How does whitespace fit in?


------------------------------------------

                           non-nl 
                            /--\
              '/'       '/' \  v
      -->[q0] --->[[q1]]--->[q2]----\
          ^                         |
           \------------------------/
                     '\n'

       Q: How does whitespace fit in?
           from q0 go back to q0
           from q1, return divsym ("/")
           
------------------------------------------
TACTICS FOR IGNORING WHITESPACE, COMMENTS

Goal: do not send ignored tokens to parser

Can always get a non-ignored token:


Return "tokens" that include ignored stuff
  to a loop that ignores them


Giant DFA that goes back to start state
  on seeing something to ignore


------------------------------------------
     ...- recognizer consumes ignored stuff
          before each token
          invariant: next char is not start of whitespace or comment
                     (this works when a single char starts a comment)

     ...- recognizer returns "tokens" (or something similar) for ignored stuff,
          but a loop keeps calling recognizer until it
          gets a token that is not ignored
                     (simplifies comments if start with multiple characters)

     ... - recognizer hard to code, not modular
     
**** definitions
    Remember the big picture:
       We can translate REs to NFAs and then to DFAs that we can execute.
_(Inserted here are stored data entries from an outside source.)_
PR #976, opened 2023-12-06
va-breadcrumbs: make uswds version support React Router links

it-harrison:
## Chromatic

https://2188-breadcrumb-with-link--60f9b557105290003b387cd5.chromatic.com

---
## Description
This PR makes the uswds version of va-breadcrumbs compatible with React Router. The original issue mentioned the `<Link` component. Making the uswds version play nicely with `<Link>` would require a total rewrite of va-breadcrumbs since currently the uswds version does not use slots. However, this PR makes the uswds version work with React Router (or, most likely, other Routers too) by manipulating the History api. So in this PR the component API for the uswds version does **not** change.

Note: in this PR the component directly manipulates the History API. Another approach is to emit an event and let the VFS team handle the route change programmatically in a handler that makes use of utilities that React Router provides. This approach imposes a small burden on the VFS team but may provide more future proof solution (in case, for example, directly manipulating the History API does not work well with a future version of React Router).

Closes [2188](https://github.com/department-of-veterans-affairs/vets-design-system-documentation/issues/2188)

## QA Checklist

## Screenshots
In `vets-website` I modified [this file ](https://github.com/department-of-veterans-affairs/vets-website/blob/main/src/applications/simple-forms/mock-simple-forms-patterns/containers/IntroductionPage.jsx) because it is part of an app that uses React Router. The app runs locally at http://localhost:3001/mock-simple-forms-patterns/introduction:

Screenshot 2023-12-06 at 9 58 13 AM

The `href` values in the `breadcrumbList` prop correspond to pages in the app.

Here is a video of navigation:

https://github.com/department-of-veterans-affairs/component-library/assets/8867779/f1c41f9a-3998-4a52-92e6-c252bc4a3bfe

## Acceptance criteria

## Definition of done

### DIFF
--- a/packages/web-components/src/components/va-breadcrumbs/va-breadcrumbs.tsx
+++ b/packages/web-components/src/components/va-breadcrumbs/va-breadcrumbs.tsx
@@ -75,6 +75,13 @@ export class VaBreadcrumbs {
   componentLibraryAnalytics: EventEmitter;
 
   /**
+   * Are the hrefs provided in the objects of the breadcrumbList to be used 
+   * in an app with a Router, e.g. React Router?
+   * Has no effect if uswds is false
+   */
+  @Prop() useRouter?: boolean = false;
+
+  /**
    * This method is used to update the formattedBreadcrumbs state.
    * It is only invoked when the uswds attribute is set to true on the component.
    * It either parses a JSON string into an array of breadcrumb objects or uses the passed array as is.
@@ -239,6 +246,29 @@ export class VaBreadcrumbs {
     });
   }
 
+  /**
+   * Changes the route when uswds and useRoute props are true.
+   * Route will be set to the href value in the breadcrumb.
+   */
+  handleRouteChange(e: MouseEvent, href: string): void {
+    e.preventDefault();
+    window.history.pushState(null, '', href);
+    // create event to notify Router
+    const popStateEvent = new PopStateEvent('popstate');
+    // notify Router
+    window.dispatchEvent(popStateEvent);
+  }
+
+  /**
+   * Handle click event on breadcrumb when uswds is true
+   */
+  uswdsHandler(e: MouseEvent, href: string) {
+    if (this.useRouter) {
+      this.handleRouteChange(e, href);
+    }
+    this.fireAnalyticsEvent(e);
+  }
+
   render() {
     const { label, uswds, wrapping } = this;
     const wrapClass = classnames({
@@ -260,7 +290,7 @@ export class VaBreadcrumbs {
                       <span>{item.label}</span>
                     </a>
                   ) : (
-                    <a class="usa-breadcrumb__link" href={item.href} onClick={e => this.fireAnalyticsEvent(e)}>
+                    <a class="usa-breadcrumb__link" href={item.href} onClick={e => this.uswdsHandler(e, item.href)}>
                       <span>{item.label}</span>
                     </a>
                   )}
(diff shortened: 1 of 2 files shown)


packages/web-components/src/components/va-breadcrumbs/va-breadcrumbs.tsx
```diff
@@ -239,6 +246,29 @@ export class VaBreadcrumbs {
...
+    // notify Router
+    window.dispatchEvent(popStateEvent);
+  }
+
+  /**
+   * Handle click event on breadcrumb when uswds is true
+   */
+  uswdsHandler(e: MouseEvent, href: string) {
+    if (this.useRouter) {
+      this.handleRouteChange(e, href);
```
jamigibbs, line 267: What about situations where teams are needing both `Link` and `a` tags like here?

https://github.com/department-of-veterans-affairs/vets-website/blob/main/src/applications/combined-debt-portal/debt-letters/containers/DebtDetails.jsx#L57-L67

packages/web-components/src/components/va-breadcrumbs/va-breadcrumbs.tsx
```diff
@@ -239,6 +246,29 @@ export class VaBreadcrumbs {
...
+   * Changes the route when uswds and useRoute props are true.
+   * Route will be set to the href value in the breadcrumb.
+   */
+  handleRouteChange(e: MouseEvent, href: string): void {
+    e.preventDefault();
+    window.history.pushState(null, '', href);
+    // create event to notify Router
+    const popStateEvent = new PopStateEvent('popstate');
+    // notify Router
+    window.dispatchEvent(popStateEvent);
```
jamigibbs, line 259: I'm not sure what you mean by "notify Router". Is this specifically for [React Router](https://reactrouter.com/en/main)?

packages/web-components/src/components/va-breadcrumbs/va-breadcrumbs.tsx
it-harrison: @jamigibbs  This situation would definitely be hard to handle with the current approach without, say, adding complexity to the breadcrumbList prop, ie for each breadcrumb another property like `isLink`.

it-harrison:
> Do we see this approach limiting teams so that they couldn't use other `<Link>` props that would normally be available to them? Like could this snow ball into us having to also implement some other options listed here on the Link documentation? `relative`, `preventScrollReset`, `replace`, `state`, etc...
> 
> https://reactrouter.com/en/main/components/link

@jamigibbs good point on this - assuming we weren't doing a rewrite that would allow for slotted content, having the component emit an event that is handled in the React app would avoid us having to build more features into the component.

packages/web-components/src/components/va-breadcrumbs/va-breadcrumbs.tsx
it-harrison: @jamigibbs Dispatching the event here isn't required to make the navigation work (with v 5). But from my understanding dispatching the event might more closely mimic what React Router is doing so I included it in case it increases compatibility with other versions.

jamigibbs:
>  Another approach is to emit an event and let the VFS team handle the route change programmatically in a handler that makes use of utilities that React Router provides. This approach imposes a small burden on the VFS team but may provide more future proof solution (in case, for example, directly manipulating the History API does not work well with a future version of React Router).

@it-harrison Would it be too much effort to make another POC of how this would work for teams? I'm curious how much effort this would be for them. And for the component, would we just need to suppress the native click (so maybe a new prop is still needed to tell it to do that) and then emit a custom event?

    The following is from Hopcroft and Ullman,
    chapter 3, adapted
------------------------------------------
     NONDETERMINISTIC FINITE AUTOMATA

def: A *nondeterministic finite automaton*
    (NFA) over an alphabet Sigma
    is a system (K, Sigma, delta, q0, F)
    where K is a finite set (of states),
          Sigma is a finite set set
            (the input alphabet),
          delta: is a map of type
             (K, Sigma) -> Sets(K)
          q0 in K is the initial state, &
          F is a subset of K
            (the final/accepting states).

------------------------------------------
        So delta(q,x) returns a set of states
            (The type Sets(K) is the set of all subsets of K,
             i.e., Powerset(K))

        Since computers aren't good at guessing,
         we can simulate an NFA by
         having the machine track all possible states 

------------------------------------------
     TRANSITION FUNCTION AND ACCEPTANCE

  p in delta(q,x)
     means that in state q,
       on input x the next state
       can be p

  p in delta*(q,s)
     where s in Sigma*
      is defined by:
              delta*(q,emp) = {q}
         (i.e., q in delta*(q,emp))
         p in delta*(q,xa) =
                delta*(q2, a)
            where x in Sigma,
                  a in Sigma*,
                  q2 in delta(q,x)

Lemma: for all c in Sigma,
   p in delta*(q, c) = delta(q, c)

def: An NFA (K, Sigma, delta, q0, F)
     *accepts* a string s in Sigma* iff
     there is some q in delta*(q0,s)
                 such that q in F

------------------------------------------
         delta* extends delta pointwise (to strings from Sigma*)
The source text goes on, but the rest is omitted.